Accenti ottimistici dominano invece nel pensiero dell'americano Nicholas Negroponte, direttore del Media Lab presso il Massachusetts Institute of Technology, una tra le più note figure di guru dei media, che predice l'avvento della "società digitale". Come afferma uno dei suoi principali collaboratori (v. Brand, 1987), Negroponte assomiglia più a un idolo del cinema che allo stereotipo del tecnologo d'avanguardia. Egli ama circondarsi di un pizzico di mistero e parlare in modo oracolare. Attorno alle ricerche e agli esperimenti da lui condotti sono nate varie leggende, sapientemente alimentate. Giornali elettronici fatti su misura e personalizzati, computer che avranno la dimensione di un bottone, pur essendo infinitamente più potenti di quelli attuali, addirittura abiti la cui fibra sarà intessuta di microchips, che non avranno più bisogno di essere lavati e permetteranno di connettersi in continuazione con persone e centri sparsi in tutto il mondo, telefoni che rispondono da soli e utensili intelligenti d'ogni tipo: sono solo alcune delle mirabilia di cui Negroponte decanta l'imminente scoperta e messa in circolazione. Di fronte a clamorosi annunci come questi, miranti soprattutto ad appoggiare campagne di raccolta fondi, è lecito nutrire dei dubbi e ricordare gli inviti alla riflessione e alla cautela rispetto alle reali prospettive della 'società dell'informazione' (v. Stoll, 1995; v. Cesareo, 1996; v. Van Dijk, 1999; v. Wolton, 1999; v. Castells, 2001).
Un caso emblematico di proiezioni future che hanno suscitato brillanti discussioni, ma che oggi debbono venir ripensate criticamente, è rappresentato dalla tesi sostenuta da Joshua Meyrowitz, secondo cui i nuovi media, in quanto consentono di avere scambi e stringere relazioni personali senza necessità di essere fisicamente presenti, porteranno alla "perdita del senso del luogo". In realtà, questo punto di vista enfatizza una tendenza che è lontana dall'affermarsi come dominante e non coglie il fatto che l'era digitale fa nascere a sua volta nuove forme di selezione e di esclusività basate sul luogo e nuovi bisogni di prossimità sociale (v. Rampini, 2001). A Palo Alto come a New York o a Roma, pranzare in un ristorante esclusivo, avere accesso a certi club o a certi salotti, poter incontrare a quattr'occhi talune persone che contano, rimane e rimarrà un fattore di distinzione sociale e un canale attraverso cui ottenere risorse.
I media digitali semmai cambiano la nostra concezione dello spazio e offrono la possibilità di creare nuovi luoghi, come le comunità virtuali, che pur non avendo più come base una contiguità territoriale generano ugualmente delle relazioni di prossimità.
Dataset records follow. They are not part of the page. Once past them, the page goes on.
PR #2935, opened 2026-06-01
feat(useSubmitWithLoader): Avoid double submit

zatteo:


react/hooks/useSubmitWithLoader/index.spec.jsx
```diff
@@ -0,0 +1,74 @@
...
+import { useSubmitWithLoader } from './index'
+import AlertProvider from '../../providers/Alert'
+
+jest.mock('../../Snackbar', () => ({
+  __esModule: true,
+  default: ({ children }) => children
+}))
+
+describe('useSubmitWithLoader', () => {
+  const renderUseSubmitWithLoader = () =>
```
JF-Cozy: we can extract this outside the describe in a setup func

JF-Cozy (approved):
it's a fix rather than a feat I think

PR #2942, opened 2026-07-02
fix(Autocomplete): Small size is now the same as TextField component

JF-Cozy:
Previously the small size of autocomplete was smaller than Textfield small.

demo: https://jf-cozy.github.io/cozy-ui/react/#/Autocomplete


zatteo (approved):
Oh great!

PR #2943, opened 2026-07-08
Add CustomColorPicker

zatteo:
## Screenshot

image

## Demo

https://zatteo.github.io/cozy-ui/react/#!/Core/ColorPickerCustom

A dieci anni di distanza dall'ormai classica opera di Howard Rheingold (v., 1993) su questo tema, bisogna però dire che le comunità virtuali assimilabili al tipo sociologico del buon vicinato, o che ricalcano il modello della fattoria e del ruralismo homesteading auspicato da Rheingold, sono rimaste una minoranza e rappresentano più un fenomeno da iscriversi nel filone del neocomunitarismo californiano e delle élites controculturali che un ampio movimento destinato a cambiare la forma delle relazioni sociali. Semmai, come osserva Manuel Castells (v., 2001), il contributo delle comunità in rete è stato quello di espandere in maniera straordinaria l'attività di connessione, contribuendo a far conoscere ad ampi strati di operatori economici e sociali, al di fuori delle élites tecnocratiche o controculturali, le potenzialità implicite nella comunicazione interattiva a distanza.
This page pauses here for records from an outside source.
PR #2950, opened 2026-07-29
fix(breakpoints)!: target the requesting iframe

### LINKED ISSUE #2949: BreakpointsProvider crashes when a parent-based iframe is the only iframe
## Context

This issue was discovered while integrating `BreakpointsProvider` with `parentBasedIframe` into a File Picker rendered through a Cozy intent.

The corresponding Drive integration is still work in progress and is not available on Drive's main branch. However, the failure can be reproduced independently in `cozy-ui`.

The affected setup contains:

- a parent application using `BreakpointsProvider`;
- a child application rendered inside an iframe;
- a child `BreakpointsProvider` configured with `parentBasedIframe`;
- no other iframe in the parent document.

## Environment

- Reproduced with `cozy-ui` 140.5.2
- Also present on the current `cozy-ui` master branch
- Browser: Chromium
- The child is the first and only iframe in the parent document

## Minimal setup

The parent application renders its regular provider and an iframe:

```jsx
<BreakpointsProvider>
  <iframe src="/child.html" />
</BreakpointsProvider>
```

The application loaded inside the iframe enables parent-based breakpoints:

```jsx
<BreakpointsProvider parentBasedIframe>
  <App />
</BreakpointsProvider>
```

No additional iframe should be present in the parent document.

## Minimal test reproduction

The parent-side failure can also be reproduced with this focused test:

```jsx
import { act, render } from '@testing-library/react'
import React from 'react'

import { BreakpointsProvider } from './index'

it('sends parent breakpoints to the requesting iframe', () => {
  const iframeWindow = { postMessage: jest.fn() }
  const message = new MessageEvent('message', {
    data: 'UI-breakpoints-needParentBreakpoints'
  })

  Object.defineProperty(message, 'source', {
    value: iframeWindow
  })

  render(
    <BreakpointsProvider>
      <div />
    </BreakpointsProvider>
  )

  act(() => {
    window.dispatchEvent(message)
  })
})
```

## Actual behavior

When the child requests the parent breakpoints, the parent throws:

```text
TypeError: Cannot read properties of undefined (reading 'postMessage')
```

The exception prevents the iframe application from becoming ready and may leave the caller application with a blank page.

## Expected behavior

The child should receive the parent window breakpoints and render normally when it is:

- the only iframe in the document;
- the first iframe in the document;
- one of several iframes in the document.

The behavior should not depend on the iframe position in the caller document.

## Additional observations

The problem may remain unnoticed when an unrelated iframe is already present in the parent page. It reproduces consistently in a fresh Chromium or Playwright context where the child is the only iframe.

doubleface:
## Summary

- Send parent breakpoint widths to the iframe that requested them instead of relying on a fixed frame index.
- **Breaking change:** replace the old hook usage with:

  ```js
  const { iframeWindow } = useIframeConnection({ parentBasedIframe })
  useIframeToSendWidth({ iframeWindow })
  ```

- Closes #2949.

### DIFF
--- a/react/providers/Breakpoints/useIframeConnection.jsx
+++ b/react/providers/Breakpoints/useIframeConnection.jsx
@@ -3,7 +3,7 @@ import { useEffect, useState } from 'react'
 import { isInsideIframe } from '../../helpers/breakpoints'
 
 export const useIframeConnection = ({ parentBasedIframe }) => {
-  const [hasIframe, setHasIframe] = useState(false)
+  const [iframeWindow, setIframeWindow] = useState(null)
 
   const isIframe = parentBasedIframe && isInsideIframe()
 
@@ -11,7 +11,7 @@ export const useIframeConnection = ({ parentBasedIframe }) => {
   useEffect(() => {
     const handleMessage = ev => {
       if (ev.data === 'UI-breakpoints-needParentBreakpoints') {
-        setHasIframe(true)
+        setIframeWindow(ev.source)
       }
     }
 
@@ -27,5 +27,5 @@ export const useIframeConnection = ({ parentBasedIframe }) => {
     }
   }, [isIframe])
 
-  return { hasIframe }
+  return { iframeWindow }
 }
--- a/react/providers/Breakpoints/useIframeToSendWidth.jsx
+++ b/react/providers/Breakpoints/useIframeToSendWidth.jsx
@@ -1,27 +1,19 @@
 import throttle from 'lodash/throttle'
 import { useEffect } from 'react'
 
-/**
- * To send window innerWidth to first iframe
- * @returns
- */
-const sendWidthToIframe = () =>
-  window.frames[1].postMessage(`UI-breakpoints-value:${window.innerWidth}`, '*')
+const sendWidthToIframe = iframeWindow =>
+  iframeWindow?.postMessage(`UI-breakpoints-value:${window.innerWidth}`, '*')
 
-export const useIframeToSendWidth = ({ hasIframe }) => {
+export const useIframeToSendWidth = ({ iframeWindow }) => {
   // parent window send its innerWidth
   useEffect(() => {
-    if (hasIframe) {
-      sendWidthToIframe()
-    }
-  }, [hasIframe])
+    sendWidthToIframe(iframeWindow)
+  }, [iframeWindow])
 
   // parent window send its innerWidth on resize
   useEffect(() => {
     const handleResize = throttle(() => {
-      if (hasIframe) {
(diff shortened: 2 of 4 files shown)


react/providers/Breakpoints/useIframeConnection.jsx
```diff
@@ -27,5 +27,5 @@ export const useIframeConnection = ({ parentBasedIframe }) => {
     }
   }, [isIframe])
 
-  return { hasIframe }
+  return { iframeWindow }
```
JF-Cozy, line 30: it's a BC

react/providers/Breakpoints/useIframeToSendWidth.jsx
```diff
@@ -1,33 +1,25 @@
...
- * To send window innerWidth to first iframe
- * @returns
- */
-const sendWidthToIframe = () =>
-  window.frames[1].postMessage(`UI-breakpoints-value:${window.innerWidth}`, '*')
+const sendWidthToIframe = iframeWindow =>
+  iframeWindow?.postMessage(`UI-breakpoints-value:${window.innerWidth}`, '*')
 
-export const useIframeToSendWidth = ({ hasIframe }) => {
+export const useIframeToSendWidth = ({ iframeWindow }) => {
```
JF-Cozy, line 7: also a BC

JF-Cozy:
this all thing doesn't seams to be a good idea anymore https://github.com/cozy/cozy-ui/pull/2806#issuecomment-2962770365 did you speak with @zatteo about iframe messaging?

zatteo:
> this all thing doesn't seams to be a good idea anymore [#2806 (comment)](https://github.com/cozy/cozy-ui/pull/2806#issuecomment-2962770365) did you speak with @zatteo about iframe messaging?

I add the topic of "resizing of iframe related to useBreakpoints" in the topic related to File Picker. We may need a more general approach but we need to think to what extend our other Flutter/Calendar apps are concerned. But if it solve an issue right now, let's merge this kind of fix (taking into account the BC).

zatteo (approved):

JF-Cozy:
@doubleface for the BC I prefere something really specific to avoid any thought. Could you please add this in the BC message?

So you must use `const { iframeWindow } = useIframeConnection({ parentBasedIframe })`and `useIframeToSendWidth({ iframeWindow })`

doubleface:
> @doubleface for the BC I prefere something really specific to avoid any thought. Could you please add this in the BC message?
> 
> So you must use `const { iframeWindow } = useIframeConnection({ parentBasedIframe })`and `useIframeToSendWidth({ iframeWindow })`

Done

PR #2951, opened 2026-08-25
fix(chips): align primary active colors

shepilov:
## Summary

- Use the primary ghost background for active primary chips.
- Keep semantic active chip colors filled.
- Cover primary and semantic active styles with regression tests.


JF-Cozy:
If my deductions are right, and after talking with Swann, your needs seems to be for the filter chips. But I think we override the style in Drive because we don't have the same thing as cozy-ui provides. So no need to touch cozy-ui here, you have to continue overriding the style in Drive for the dark mode...

shepilov:
Closing this library-level change. The styling will be implemented in Twake Drive alongside the existing application theme overrides.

4. Vecchi e nuovi media: un bilancio più realistico
Il limite principale della maggior parte delle previsioni e delle profezie sull'evoluzione dei sistemi mediali è quello di non tenere conto della complessità e delle interazioni tra tecnologie di comunicazione, funzionamento dei mercati, forma organizzativa degli apparati e stili di fruizione e consumo da parte del pubblico. D'altra parte va riconosciuto che è piuttosto difficile riuscire ad avere dei punti di riferimento sicuri in un settore in continua evoluzione come questo. E anche chi ha tentato, con più attendibilità, di tracciare un quadro complessivo (v. Van Dijk, 1999; v. Castells, 2001), rischia nel giro di pochi anni di trovarsi spiazzato. Pertanto, se negli anni novanta la letteratura sulla comunicazione è stata dominata dal profetismo e dalle mitologie nati su Internet (v. Stefik, 1996), la tendenza che sembra affermarsi nel primo decennio del XXI secolo è quella del ripensamento critico e del bilancio realistico sugli sviluppi in corso.
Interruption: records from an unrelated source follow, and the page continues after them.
PR #1692, opened 2022-05-09
[Interaction] Bastok 3-3 fixes

Xaver-DaRed:
**_I affirm:_**

Changes:
- Change gate guard messages to events.
- Made last event with Goggehn non-mandatory, becouse it isn't. After rescuing Senator, you can interact with door directly.

### DIFF
--- a/scripts/missions/bastok/3_3_Jeuno.lua
+++ b/scripts/missions/bastok/3_3_Jeuno.lua
@@ -18,18 +18,14 @@ require('scripts/settings/main')
 require('scripts/globals/interaction/mission')
 require('scripts/globals/zone')
 -----------------------------------
-local bastokMarketsID = require('scripts/zones/Bastok_Markets/IDs')
-local bastokMinesID   = require('scripts/zones/Bastok_Mines/IDs')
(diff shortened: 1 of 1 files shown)


scripts/missions/bastok/3_3_Jeuno.lua
```diff
@@ -171,7 +163,7 @@ mission.sections =
             ['_542'] =
             {
                 onTrade = function(player, npc, trade)
-                    -- TODO: As of the April 2009 update, trading the key to any Cermet Door or the elevator will turn
```
claywar, line 174: This still should be marked as a TODO, as it is not implemented at this time (or at least fully implemented)

Xaver-DaRed: While true, thats not part of the actual mission logic, as it can be done at any time.
Also, I'm pretty sure we already handle it

claywar: After additional searching, yep, there's some refactoring to do, but its in place.

claywar (approved):

PR #1705, opened 2022-05-11
Fixes SQL Async Causes High CPU Load

neuromancerxi:
Noticed very high CPU Load on an idle server instance. With the guidance
of zach2good, added a sleep condition to prevent the process from
running wild and eating CPU for breakfast, lunch, and dinner.

**_I affirm:_**

### DIFF
--- a/src/common/sql.cpp
+++ b/src/common/sql.cpp
@@ -46,6 +46,7 @@ void AsyncThreadBody(const char* user, const char* passwd, const char* host, uin
     while (asyncRunning)
     {
         con.HandleAsync();
+        std::this_thread::sleep_for(200ms); // TODO: This is bad and ugly. Replace with something better.
     }
 }
 


src/common/sql.cpp
```diff
@@ -46,6 +46,7 @@ void AsyncThreadBody(const char* user, const char* passwd, const char* host, uin
     while (asyncRunning)
     {
         con.HandleAsync();
+        std::this_thread::sleep_for(200ms); // TODO: This is bad and ugly. Replace with something better.
```
WinterSolstice8, line 49: @zach2good how about [std::this_thread::yield()](https://en.cppreference.com/w/cpp/thread/yield)? as I understand it, that essentially tells the scheduler that we're done and other stuff can use the CPU so it's not busy looping.

WinterSolstice8: Hmm. Reading more, yield() still causes a high CPU load to be displayed even if other process and threads can still use the CPU time that would normally be used by a busy loop without yield().

zach2good: Yeah, I'm not familiar with yield, but just looks like an os-bound tiny sleep that we can't control the length of. I'd say the answer here is to eventually use a condition variable to signal when there is some more work to do, but a sleep is fine for now

zach2good (approved):

PR #1707, opened 2022-05-12
[Mission] Stop Magicite mission from appearing in gate guard list

Xaver-DaRed:
**_I affirm:_**

Magicite mission (Any-Nation 4-1) is always given by the consulate of the proper nation and never from a nation gate guard.


claywar:
This shouldn't be happening, since 2 is to *not* add to the mask.
`0 = Not Repeatable, 1 = Repeatable, 2 = Do Not Add`

If there's something broken in that logic, then that is what should be fixed. 0 _is_ added to the list.

claywar (approved):

PR #1727, opened 2022-05-15
[Packets] Fix utsusemi handling in action packet

WinterSolstice8:
Utsusemi message fixes, WIP because need to check counter packet in retail.

**_I affirm:_**


WinterSolstice8:
Verified counter packet with retail.

Odd detail, it seems that some mobs can't counter or at least produce no visible message on the client. Lizards with counter at least on LSB don't produce a log message but Mandragoras do.

zach2good (approved):

PR #1737, opened 2022-05-15
[Interaction] Convert RDM AF1 and AF2 Quests

Xaver-DaRed:
**_I affirm:_**
- [?] that I've _**tested my code and things my code changed**_ since the last commit in the PR, and will test after any later commits


N3ckB3ard (approved):

scripts/quests/sandoria/RDM_AF1_The_Crimson_Trial.lua
```diff
@@ -0,0 +1,167 @@
...
+                onTrigger = function(player, npc)
+                    return quest:messageSpecial(davoiID.text.AN_ORCISH_STORAGE_HOLE)
+                end,
+
+                onTrade = function(player, npc, trade)
+                    if
+                        npcUtil.tradeHasExactly(trade, xi.items.DAVOI_STORAGE_KEY) and
+                        not player:hasKeyItem(xi.ki.ORCISH_DRIED_FOOD)
+                    then
+                        player:tradeComplete()
```
claywar, line 107: Prefer confirmTrade here, also, not sure if trades can fall through to other functions, so might want to return quest:keyItem for the below item.

claywar (approved):
Seems reasonable to me.  Personal preference is to just use the quest name instead of prefixing them for the filenames, but we use that in other places as well.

Ad esempio, ancora non si è realizzata la digitalizzazione del flusso televisivo che, grazie alla traduzione in codice binario delle immagini e dei suoni, permetterebbe l'aumento delle frequenze e dei canali disponibili dalle poche decine attuali a più di un migliaio. E questo frena l'avvento della televisione tematica via cavo o via satellite, che avrebbe dovuto essere la "televisione di domani" (v. Lunven e Vedel, 1993). La profonda crisi dell'impero mediatico di Leo Kirch, le vicende della francese Vivendi e la contrazione dell'audience di Canal Plus mostrano che il passaggio dal modello di impresa televisiva finanziata dalla pubblicità e con visione gratuita dei programmi, alla televisione a pagamento nelle sue varie forme, è più complesso di quanto non si pensasse. Il prezzo dell'abbonamento o dei programmi pagati a consumo (la cosiddetta TV on demand) è troppo alto per le fasce popolari. E il fenomeno della pirateria e delle smart cards contraffatte è così diffuso che per contrastarlo sarebbero necessari grossi investimenti nella sicurezza informatica, tali da rendere queste imprese poco redditizie. A tutto ciò si aggiunga che i mezzi tradizionali non sono affatto scomparsi, come mostra l'esempio della radio, che ha trovato una propria nicchia e nuovi modi di fruizione da parte di settori considerevoli di pubblico (v. Menduni, 1993). Allo stesso modo anche la TV pubblica generalista, già data per obsoleta e prossima alla marginalità, è tutt'altro che morta e trova ancora autorevoli sostenitori che credono nella sua validità rispetto alle televisioni commerciali di ogni tipo (v. Wolton, 1990).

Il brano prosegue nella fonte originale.